Exp Dermatol. 2022 Aug;31(8):1145-1153. doi: 10.1111/exd.14565. Epub 2022 Mar 18.
Psoriasis is a chronic, immune-mediated skin disease accompanied by hyperproliferation and inflammation of keratinocytes. Circular RNAs (circRNAs) as new players regulating the development of psoriasis have been reported in recent years. However, its mechanism has not yet been fully revealed. In this study, we identified that hsa_circ_0033469 (circEIF5) was highly expressed in psoriasis tissues compared with the normal skin. We investigated the functional roles of circEIF5 in proliferation and inflammatory of HaCat cells under M5-stimulated inflammatory condition. By using a approach of knockdown and overexpression of circEIF5, we showed that circEIF5 could promote proliferation by facilitating the G1/S transition and increase secretion of chemokines in HaCat cells. These moderating effects of circEIF5 were associated with the activating of the NF-κB and STAT3 signalling pathways. Moreover, NF-κB and STAT3 inhibition abrogated circEIF5-induced promotion of cell proliferation and chemokine secretion. These results indicated that through NF-κB and STAT3 signalling pathways, circEIF5 regulated the proliferation and chemokine secretion of HaCat cells and contributed to the pathogenesis of psoriasis, which might become a potent target for psoriasis treatment.

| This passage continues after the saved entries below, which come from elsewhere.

PR #3367, opened 2023-06-21
enable asymmetric matchers in `expect.toEqual`, `expect.toStrictEqual`, and `expect.toHaveProperty`

dylan-conway:
also includes a few `deepEquals` bug fixes for `Dates`, `Strings`, `Sets`, and `Maps`


Jarred-Sumner:
nice

PR #3372, opened 2023-06-21
Update module resolution order docs

aplr:
If I'm reading and interpreting [these lines](https://github.com/oven-sh/bun/blob/69f558db8e0eba637febdc62c6ba752444b54401/src/options.zig#L605-L627) correct, the module resolution order [in the current docs](https://bun.sh/docs/runtime/modules#resolution) is outdated.

This change will fix the order.


Jarred-Sumner:
Yes that is correct, thank you.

银屑病是一种慢性、免疫介导的皮肤疾病,伴有角质形成细胞的过度增殖和炎症。近年来,已有研究报道环状 RNA(circRNA)作为调节银屑病发展的新调控因子。然而,其机制尚未完全阐明。在本研究中,我们发现 hsa_circ_0033469(circEIF5)在银屑病组织中的表达明显高于正常皮肤。我们研究了 circEIF5 在 M5 刺激炎症条件下对 HaCat 细胞增殖和炎症的功能作用。通过使用 circEIF5 敲低和过表达的方法,我们发现 circEIF5 可以通过促进 G1/S 期转换促进增殖,并增加 HaCat 细胞中趋化因子的分泌。circEIF5 的这些调节作用与 NF-κB 和 STAT3 信号通路的激活有关。此外,NF-κB 和 STAT3 的抑制消除了 circEIF5 诱导的促进细胞增殖和趋化因子分泌的作用。这些结果表明,circEIF5 通过 NF-κB 和 STAT3 信号通路调节 HaCat 细胞的增殖和趋化因子分泌,促进银屑病的发病机制,可能成为银屑病治疗的有效靶点。